Reviewed-by: Liviu Dudau liviu.dudau@arm.com
Co-developed-by: Dennis Tsiang dennis.tsiang@arm.com
Signed-off-by: Dennis Tsiang dennis.tsiang@arm.com
Signed-off-by: Karunika Choo karunika.choo@arm.com
Reviewed-by: Steven Price steven.price@arm.com
Signed-off-by: Steven Price steven.price@arm.com
Link: https://lore.kernel.org/r/20250807162633.3666310-6-karunika.choo@arm.com
Signed-off-by: Sasha Levin sashal@kernel.org
---
LLM Generated explanations, may be completely bogus:
YES
Why this is a real bug that users can hit
- Dropped flush requests: In the current code, if a cache flush is
  already in progress, a second caller does not issue another flush and
  simply waits for the first one to complete. See the conditional in
  `drivers/gpu/drm/panthor/panthor_gpu.c:358` and command write at
  `drivers/gpu/drm/panthor/panthor_gpu.c:360`. When
  `GPU_IRQ_CLEAN_CACHES_COMPLETED` is set, the second call skips issuing
  `GPU_FLUSH_CACHES(...)` and only waits for the existing flush to
  finish. If new CPU writes requiring a flush occur between the first
  flush’s command and the second caller’s request, those writes are not
  covered by the first flush. The second caller returns success without
  a flush that includes its writes. This is a correctness/coherency bug.
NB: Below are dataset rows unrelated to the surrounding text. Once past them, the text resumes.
PR #474, opened 2025-08-11
feat(isthmus): introduce SubstraitSqlToCalcite and SubstraitStatementParser

vbarua:


isthmus/src/test/java/io/substrait/isthmus/ApplyJoinPlanTest.java
```diff
@@ -11,10 +12,7 @@
 
 public class ApplyJoinPlanTest extends PlanTestBase {
```
nielspardon: when I touched this class yesterday I got the impression this class mainly tests the SQL to Calcite conversion and that SQL to Substrait does not work. especially the first part where it validates the SQL to Calcite conversion feels redundant since that should have been covered by the Apache Calcite project already.

then if the first part of the tests is redundant then we don't need certain SubstraitSqlToCalcite methods anymore

isthmus/src/main/java/io/substrait/isthmus/sql/SubstraitSqlToCalcite.java
```diff
@@ -0,0 +1,113 @@
...
+import org.apache.calcite.sql2rel.SqlToRelConverter;
+import org.apache.calcite.sql2rel.StandardConvertletTable;
+
+/**
+ * Substrait flavoured SQL processor provided as a utility for testing and experimentation,
+ * utilizing {@link SubstraitStatementParser} and {@link SubstraitSqlValidator}
+ */
+public class SubstraitSqlToCalcite {
+
+  public static RelRoot convertQuery(String statement, Prepare.CatalogReader catalogReader)
```
nielspardon: maybe we should start adding more javadoc comments to public methods when we introduce / touch them

vbarua: I think that's a great idea. I'll add some today.

isthmus/src/test/java/io/substrait/isthmus/ApplyJoinPlanTest.java
vbarua: > especially the first part where it validates the SQL to Calcite conversion feels redundant since that should have been covered by the Apache Calcite project already.

That does sound reasonable to me, but one thing to note is that the `OuterReferenceResolver` is in Isthmus so the checks for that aren't strictly Calcite related.

> I got the impression this class mainly tests the SQL to Calcite conversion and that SQL to Substrait does not work.

There are an awful lot of `Assertions.assertThrows` in this.

> is redundant then we don't need certain SubstraitSqlToCalcite methods anymore

Which methods specifically do you think are redundant?

nielspardon: > That does sound reasonable to me, but one thing to note is that the `OuterReferenceResolver` is in Isthmus so the checks for that aren't strictly Calcite related.

I see. Then I think this test class should be about testing the `OuterReferenceResolver` and not about the conversion of the various join type SQLs to Substrait.

I would move the first section of each of the test methods which builds up the fieldAccessDepthMap and test that the OuterReferenceResolver is doing its job into its own `OuterReferenceResolverTest` class.

nielspardon: Also I would find it much cleaner if the `OuterReferenceResolverTest` would start from a Calcite plan that was built from `RelBuilder` since effectively the `OuterReferenceResolver` works off of the Calcite `RelRoot/RelNode`. While the SQL to Substrait conversion works off of the SQL string.

nielspardon: this is my proposal for refactoring this test class: https://github.com/substrait-io/substrait-java/pull/498

isthmus/src/main/java/io/substrait/isthmus/sql/SubstraitSqlToCalcite.java
```diff
@@ -0,0 +1,163 @@
...
+      throw new IllegalArgumentException(
+          String.format("Expected one statement, found: %d", sqlNodes.size()));
+    }
+    List<RelRoot> relRoots = convert(sqlNodes, catalogReader, validator, cluster);
+    // as there was only 1 statement, there should only be 1 root
+    return relRoots.get(0);
+  }
+
+  /**
+   * Converts one or more SQL statement to a List of {@link RelRoot}, with one {@link RelRoot} per
```
nielspardon: minor: I noticed in `SubstraitSqlStatementParser` you were using the plural here:

```suggestion
   * Converts one or more SQL statements to a List of {@link RelRoot}, with one {@link RelRoot} per
```

isthmus/src/main/java/io/substrait/isthmus/sql/SubstraitSqlToCalcite.java
```diff
@@ -0,0 +1,163 @@
...
+   * @throws SqlParseException if there is an error while parsing the SQL statements
+   */
+  public static List<RelRoot> convertQueries(
+      String sqlStatements, Prepare.CatalogReader catalogReader) throws SqlParseException {
+    SqlValidator validator = new SubstraitSqlValidator(catalogReader);
+    return convertQueries(sqlStatements, catalogReader, validator, createDefaultRelOptCluster());
+  }
+
+  /**
+   * Converts one or more SQL statement to a List of {@link RelRoot}, with one {@link RelRoot} per
```
nielspardon: minor: I noticed in `SubstraitSqlStatementParser` you were using the plural here:

```suggestion
   * Converts one or more SQL statements to a List of {@link RelRoot}, with one {@link RelRoot} per
```

isthmus/src/main/java/io/substrait/isthmus/sql/SubstraitSqlStatementParser.java
```diff
@@ -0,0 +1,34 @@
...
+
+  private static final SqlParser.Config PARSER_CONFIG =
+      SqlParser.config()
+          // TODO: switch to Casing.UNCHANGED
+          .withUnquotedCasing(Casing.TO_UPPER)
+          // use LENIENT conformance to allow for parsing a wide variety of dialects
+          .withConformance(SqlConformanceEnum.LENIENT);
+
+  /**
+   * Parse one or more SQL statements to a list of {@link SqlNode}s
```
nielspardon: don't remember whether that was a javadoc or Google code style checkstyle thing but usually the description in a javadoc ends with a full stop:
```suggestion
   * Parses one or more SQL statements to a list of {@link SqlNode}s.
```

nielspardon (approved):
~LGTM with the few minor documentation fixes~ please see comment below

isthmus/src/test/java/io/substrait/isthmus/NameRoundtripTest.java
```diff
@@ -18,17 +19,18 @@ void preserveNamesFromSql() throws Exception {
...
         new SubstraitToCalcite(EXTENSION_COLLECTION, typeFactory);
 
     String query = "SELECT \"a\", \"B\" FROM foo GROUP BY a, b";
     List<String> expectedNames = List.of("a", "B");
 
-    Plan plan = s.convert(query, catalogReader);
-    assertEquals(1, plan.getRoots().size());
+    org.apache.calcite.rel.RelRoot calciteRelRoot1 =
+        SubstraitSqlToCalcite.convertQuery(query, catalogReader);
+    assertEquals(expectedNames, calciteRelRoot1.validatedRowType.getFieldNames());
```
nielspardon, line 30: This change I don't fully follow. How is it an improvement that we are testing SQL to Calcite before we test SQL to Substrait? Shouldn't it be sufficient if we test SQL to Substrait since that is our non-experimentation public API? Shouldn't it be obvious that Calcite's SQL To RelNode conversion preserves the names?

isthmus/src/test/java/io/substrait/isthmus/PlanTestBase.java
```diff
@@ -129,13 +130,11 @@ protected RelRoot assertSqlSubstraitRelRoundTrip(
...
+    // 1. SQL -> Calcite RelRoot
+    RelRoot relRoot1 = SubstraitSqlToCalcite.convertQuery(query, catalogReader);
 
-    // 1. SQL -> Substrait Plan
-    Plan plan1 = s.convert(query, catalogReader);
-
-    // 2. Substrait Plan  -> Substrait Rel
-    Plan.Root pojo1 = plan1.getRoots().get(0);
+    // 2. Calcite RelRoot  -> Substrait Rel
+    Plan.Root pojo1 = SubstraitRelVisitor.convert(relRoot1, extensions);
```
nielspardon: similarly here: what is the benefit of breaking out the test conversion into Sql to Calcite and Calcite to Substrait if we could simply use `SqlToSubstrait` which is performing these two steps for us in one go?

nielspardon (changes requested):
sorry, approved maybe a little to soon. can you enlighten me on the reasoning behind the changes to `NameRoundtripTest` and `PlanTestBase`. What are we gaining by breaking these into multiple steps instead of using the `SqlToSubstrait` wrapper?

isthmus/src/test/java/io/substrait/isthmus/PlanTestBase.java
vbarua: Ah, gotcha. You're right, in this case it has limited utility because we're not checking any properties between relRoot1 and relRoot2. I'll remove this.

isthmus/src/test/java/io/substrait/isthmus/NameRoundtripTest.java
vbarua: > Shouldn't it be obvious that Calcite's SQL To RelNode conversion preserves the names?

You would think so, but if you get rid of the quoting the (current) parser settings will uppercase all the identifiers.  This was checked indirectly, but because I had access to a convenient converter from Sql to Calcite now I felt that adding a direct check for this would be helpful.

isthmus/src/main/java/io/substrait/isthmus/sql/SubstraitSqlStatementParser.java
vbarua: Makes sense, I've gone ahead and updated it. Is this the kind of thing that could be enforced by PMD?

nielspardon: This is something that the Checkstyle framework can help with: https://checkstyle.org/checks/javadoc/javadocstyle.html#JavadocStyle

> Ensures the first sentence ends with proper punctuation (That is a period, question mark, or exclamation mark, by default).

- WARN indicates it was unintended: The code explicitly warns if a flush
  is requested while one is pending (`drm_WARN_ON(...)` at
  `drivers/gpu/drm/panthor/panthor_gpu.c:358`), which already signals
  that concurrent callers were expected to be serialized at a higher
  level. The fact this commit adds serialization in the driver indicates
  concurrency can and does happen in practice.
What the patch changes
- Adds a dedicated mutex to serialize flush callers:
  - New field `struct mutex cache_flush_lock` in `struct panthor_gpu`
    (struct currently starts at
    `drivers/gpu/drm/panthor/panthor_gpu.c:26`).
  - Initializes it in `panthor_gpu_init()` alongside existing locks/wq
    (near `drivers/gpu/drm/panthor/panthor_gpu.c:166` where
    `spin_lock_init()` and `init_waitqueue_head()` are done).
  - Wraps `panthor_gpu_flush_caches()` entry with
    `guard(mutex)(&ptdev->gpu->cache_flush_lock);`, ensuring only one
    caller issues a flush command and waits at a time (function starts
    at `drivers/gpu/drm/panthor/panthor_gpu.c:350`).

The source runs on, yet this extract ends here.